她未能真正的理解社會與那些立法委員們想問的問題,以及她未能在一個個案件之外看到更深入的議題與反思,從而產生了這陣子一連串的脫序行為。
台灣人在肯亞進行跨國詐騙被捕後,竟被「遣返」到中國,而非台灣,此一事件近期在台灣引發了關於國家主權與司法管轄權的爭議,14日時任法務部長在接受立法院質詢時,立委質詢另一曾經發生的案件,詢問法務部除了只會回答「需要更多資料」以外,還為當時的台灣人做了什麼?法務部長不假思索便脫口而出:「然後他就死掉了」,這番荒謬言論引發社會譁然。事過沒多久,法務部長竟又以法務部官網發佈一篇新聞稿:「自己錯了還怪人」,如此公器私用,拿公共資源與地位當成發佈私人意見的工具,引起了更多批評。

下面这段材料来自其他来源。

PR #4043, opened 2026-08-24
CP-14964: Validate Ledger device address/pubkey replies — BLE frame corruption fails closed instead of persisting a bare P- address

B0Y3R-AVA:
## Description

**Ticket: [CP-14964]**

A Ledger BLE frame that loses its payload bytes in transit but keeps the trailing status word parses in `@avalabs/hw-app-avalanche` as **success with an empty address** (`returnCode 0x9000`, `address: ""`). The app persisted that as `` `P-${""}` `` → the literal string `"P-"` for the wallet's X/P/CoreEth addresses. `"P-"` is truthy, so it passed every `!address` guard, and because stored Ledger addresses are never re-derived, the corruption was permanent, surfacing only as an unexplained "No routes" on C→P transfers (plus Sentry BA1/BA2 and API 400s). Two production users are affected.

This PR validates device replies at the boundary instead of trusting them:

- **New `app/services/ledger/validateDeviceAddress.ts`**: validators for every reply shape the Avalanche/Eth/Solana Ledger apps return.
  - `assertDeviceBech32Address`: return-code check (only when present, since `getETHAddress` replies legitimately lack one), non-empty body, strict bech32 parse, and **HRP match** against the requested network (`avax`/`fuji`), so a valid-but-wrong-network body also fails closed.
  - `assertDeviceEvmAddress`: viem's `isAddress`, which accepts all-lowercase addresses and enforces EIP-55 on mixed-case ones, composing with the existing `ethers.getAddress` checksum layer at the call site.
  - `assertDevicePublicKey` (33-byte compressed SECP256K1) and `assertDeviceSolanaAddress` (32 bytes): a truncated reply can also deliver a short or empty **pubkey** with `0x9000`, and pubkey→bech32 hashing does not validate length, so an empty pubkey silently derives a *well-formed* address nobody controls. That is a strictly worse failure than `"P-"` because it never surfaces an error. Wired into `getPublicKeysForRange`, the `getAvalancheKeys` Ledger Live branch, and `getSolanaKeys`.
- **`LedgerService.getAllAddresses`**: all three call sites validated (EVM, CoreEth, XP). The device returns a `P-` prefixed bech32 on the CoreEth path too, so it is corruptible identically. `getAvalancheKeys` now fails closed instead of `|| ''`.
- **`AvalancheWalletService.getReadOnlySigner`**: rejects bare-prefix `addressPVM` *and* `addressCoreEth` before handing them to the wallets-SDK, and now does so before the XP provider lookup so a corrupt stored address cannot be masked by an RPC error.
- **`stripAddressPrefix.ts`**: new `isBareChainPrefix` helper (`/^[XPC]-$/`).
- **`useQuoteStreaming`**: bare-prefix from/to addresses are blocked before reaching the Fusion SDK and surface the standard quotes-unavailable error plus a distinct Sentry message, preserving the telemetry that identified the affected users instead of leaving a silent blank state.
- **Diagnostic telemetry**, so the next occurrence in the wild identifies the cause rather than leaving it inferred. Each APDU exchange adds a Sentry breadcrumb carrying frame metadata only (`cla`, `ins`, `replyLength`, `statusWord`, never payload bytes), and a validation failure captures a structured event under a stable fingerprint with `publicKeyLength` and `hashLength`. Those two fields are the discriminator: a 33-byte pubkey and 20-byte hash alongside an empty address means the frame was cut exactly at the address boundary, whereas a device returning an empty address looks different. `ledgerAppType` and `ledgerAppVersion` are set on the Sentry scope for the same reason. Address values are capped to a 12-character preview so a real address cannot leak into Sentry.

**Root cause and verification.** `processGetAddrResponse` reads the status word from the reply's last two bytes and takes the address as whatever sits between the 20-byte hash and that status word. A frame that loses its address bytes but keeps its tail therefore parses as `returnCode 0x9000` with `address: ""`. Unit tests drive the real parser through a scripted transport to demonstrate this, which is also why a return-code check cannot catch it.

Production confirms the consequence. Issue BA1 carries `queryHash: [..., [""]]`, an `xpAddresses` array holding a single empty string, thrown from `getReadOnlySigner`. The same user's events run from `1.0.36+9322` through `1.0.37+9465`, so an app update does not clear it: stored Ledger addresses are never re-derived, which is why the state is permanent and why the repair migration is tracked separately in CP-14970.

On hardware (Pixel 8 Pro + Ledger Flex), with a dev-only truncation harness injecting that frame at the transport layer: unpatched, onboarding completes silently and persists `"P-"`, then emits the same bech32 error and recurring API 400s seen in production. Patched, the same fault stops onboarding with `empty address body` and persists nothing. With injection off, onboarding is unchanged and matches the device's known-good addresses, including after the review changes that route EVM validation through viem's `isAddress`.

Scope of that result: the harness supplies the corrupt frame, so it establishes that the mechanism is sufficient and that the guard covers it. Which fault produced the two users' value is a separate question and remains open. One user shows `TransportError: Invalid tag 8`, a genuine framing failure, fifty seconds before their first bad-address error; the other shows only connect-level failures. A device or app version returning an empty address with a success code is not excluded. This is deliberately why the change validates the reply rather than diagnosing the cause: any input that yields an empty or malformed address at this boundary now fails closed, including causes we have not characterised.

The xpub-based derivation path needs no guard: `bip32.fromPublicKey` strictly rejects truncated key material, verified empirically. That asymmetry, xpubs validated by bip32 while addresses were string-concatenated raw, was the whole bug.

**Adversarial review** (two independent passes plus a delta re-review) additionally verified: no partial persistence before the new throws, no transport-state wedge, and no cold-start regression for already-corrupted accounts. Review feedback is addressed in `a86562a22`. Deliberately deferred to **CP-14970** to keep this reviewable: the repair migration for the two corrupted users, consumption-side guards (`transformXPAddresses`, the `getAddressByNetwork` chokepoint and friends), validator-specific error copy on `AppConnectionScreen`, and Sentry `walletType` tagging.

No new dependencies (viem is already a direct dependency). Not breaking; no migration.

## Screenshots/Videos

- Unpatched + injected fault: onboarding completes normally, then Account Settings shows the corrupt state, with recurring `Malformed address` API 400s in the logs.
- Patched + injected fault: onboarding fails with a retryable error at the connect step and nothing is persisted.
- Patched + healthy device: addresses screen shows the correct `P-avax1…`, matching the device baseline.

## Testing

Happy path:
1. Onboard a Ledger (BLE, Avalanche app open) → wallet created, Account Settings → Addresses shows real `0x…`, `avax1…`, `bc1…` values.
2. Swap C→P (AVAX → AVAX on P-Chain) with a healthy wallet → quotes stream normally.

Edge/error states (require the truncation harness from the ticket notes, or the unit tests):
1. Truncated XP `getAddressAndPubKey` reply during onboarding → onboarding fails with `Ledger getAddressAndPubKey(XP) returned an invalid address: empty address body`, and retry works once the fault clears.
2. Account with persisted `"P-"` → swap shows the quotes-unavailable error rather than a blank screen and emits the CP-14964 Sentry message; staking reads throw a clear address-not-available error.
3. Unit suites: `validateDeviceAddress.test.ts` (truncated frames through the real parser, HRP mismatch, pubkey and Solana lengths, telemetry fingerprint and address-preview redaction), `stripAddressPrefix.test.ts`, `useQuoteStreaming.test.ts` (bare-prefix blocks plus error surfaced), `AvalancheWalletService.test.ts` (real `getReadOnlySigner` throws).

Regression focus: Ledger onboarding (BIP44 and Ledger Live derivation, mainnet and testnet), add-account, Solana enable, C→P and P→C transfers, and staking flows on a Ledger wallet. Expected: no behaviour change on healthy devices, and any device-reply corruption now fails the operation with an explicit error instead of persisting it.

## Checklist

[CP-14964]: https://ava-labs.atlassian.net/browse/CP-14964?atlOrigin=eyJpIjoiNWRkNTljNzYxNjVmNDY3MDlhMDU5Y2ZhYzA5YTRkZjUiLCJwIjoiZ2l0aHViLWNvbS1KU1cifQ

### DIFF
--- a/packages/core-mobile/app/services/ledger/LedgerService.ts
+++ b/packages/core-mobile/app/services/ledger/LedgerService.ts
@@ -3,6 +3,8 @@ import Transport from '@ledgerhq/hw-transport'
 import AppAvalanche from '@avalabs/hw-app-avalanche'
 import AppSolana from '@ledgerhq/hw-app-solana'
 import { NetworkVMType } from '@avalabs/core-chains-sdk'
+import * as Sentry from '@sentry/react-native'
+import { AllowedSentryBreadcrumbCategory } from 'services/sentry/types'
 import {
   getAddressDerivationPath,
   handleLedgerError
@@ -102,7 +104,9 @@ class LedgerService {
         await new Promise(res => setTimeout(res, LEDGER_TIMEOUTS.REQUEST_DELAY))
       }
       try {
-        return await originalExchange(apdu)
+        const reply = await originalExchange(apdu)
+        this.recordApduBreadcrumb(apdu, reply)
+        return reply
       } catch (error) {
         // If error is still due to busy transport, reconnect
         if (
@@ -118,11 +122,52 @@ class LedgerService {
           await new Promise(res =>
             setTimeout(res, LEDGER_TIMEOUTS.REQUEST_DELAY)
           )
-          return await originalExchange(apdu)
+          const reply = await originalExchange(apdu)
+          this.recordApduBreadcrumb(apdu, reply)
+          return reply
         }
         // Other errors should be thrown immediately
         throw error
       }
+    }
+  }
+
+  // Frame-metadata-only breadcrumb (never payload bytes) for every APDU
+  // exchange. Sentry attaches recent breadcrumbs to any error captured
+  // afterwards, so a later validateDeviceAddress capture carries the reply
+  // length and status word — the signal that distinguishes a truncated
+  // transport frame from a device/app that legitimately returned empty (CP-14964).
+  private recordApduBreadcrumb(apdu: Buffer, reply: Buffer): void {
+    try {
+      Sentry.addBreadcrumb({
+        category: AllowedSentryBreadcrumbCategory.LedgerApdu,
+        level: 'info',
+        data: {
+          cla: (apdu[0] ?? 0).toString(16).padStart(2, '0'),
+          ins: (apdu[1] ?? 0).toString(16).padStart(2, '0'),
+          replyLength: reply.length,
+          statusWord: reply.subarray(-2).toString('hex')
+        }
+      })
+    } catch {
+      // Breadcrumb capture must never break a real APDU exchange.
+    }
+  }
+
+  // Session-global Sentry tags so any later Ledger error (e.g. a
+  // validateDeviceAddress capture) carries the app that produced it —
+  // distinguishes "this Avalanche app version returns empty addresses" from
+  // transport-layer frame corruption (CP-14964).
+  private recordLedgerAppSentryTags(
+    appType: LedgerAppType,
+    version: string
+  ): void {
+    try {
+      const scope = Sentry.getGlobalScope()
+      scope.setTag('ledgerAppType', appType)
+      scope.setTag('ledgerAppVersion', version)
+    } catch {
+      // Tagging must never break the connect/poll flow.
     }
   }
 
@@ -235,6 +280,7 @@ class LedgerService {
         Logger.info(`Immediately detected app type: ${detectedAppType}`)
         this.currentAppType = detectedAppType
         this.currentAppVersion = testAppInfo.version
+        this.recordLedgerAppSentryTags(detectedAppType, testAppInfo.version)
       } catch (error) {
         Logger.info(
           'Immediate get current app info failed, will rely on polling'
@@ -406,6 +452,7 @@ class LedgerService {
           this.currentAppType = newAppType
         }
         this.currentAppVersion = appInfo.version
+        this.recordLedgerAppSentryTags(newAppType, appInfo.version)
       } catch (error) {
         Logger.error('Error polling app info', error)
         // Don't stop polling on error, just log it
@@ -623,6 +670,7 @@ class LedgerService {
         this.currentAppType = detectedAppType
       }
       this.currentAppVersion = appInfo.version
+      this.recordLedgerAppSentryTags(detectedAppType, appInfo.version)
 
       if (this.isAppCompatible(this.currentAppType, appType)) {
         Logger.info(
@@ -863,6 +911,10 @@ class LedgerService {
           evmAvalancheAddressResponse,
           networkHrp
         )}`
+        const coreEthPublicKey = assertDevicePublicKey(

為什麼法務部長會做出如此脫序荒謬的作為?我們至少可以從兩個方面來展開分析與批評,首先,法務部長曾是執業律師,但作為律師最為令人害怕的是滿腦子只看得到「案件」而看不到「人」的「法匠思維」,由此,似乎不難猜想為何羅部長會毫無猶豫的說「然後他就死掉了」,因為對她來說,這個在外國的台灣人,只是她工作中的「一個案件」,她認為她該做的就是想辦法索取資料書證來讀,進而尋找有什麼可能的法律可用,但卻未能將心比心的去把這個「在外國犯罪的台灣人」當成是一個有生命、有成長背景、有家庭等等背景的「人」。
因此,既然在法律上,一個案件只要當事人死亡,便不再需要處理,這是法律上的結論,從而,法務部長也當然的認為既然當事人死了,那事情就結束了,因而也無法理解為何大家要一直追究。法務部長或許把所有的台灣人相關的事件都當成一個個案件,而非一個個活生生的人,「然後他就死掉了」這句話在這個脈絡下能夠獲得理解,但這並不代表法務部長的這種態度就是可以被諒解的,畢竟身為國家機關的部長,竟然不能把自己的國民放在心中,而只是把國民當成由一張張書證組成的案件事實,這種態度要如何獲得人民的信任?連帶的由她所領導的法務機關又要如何獲得公信力?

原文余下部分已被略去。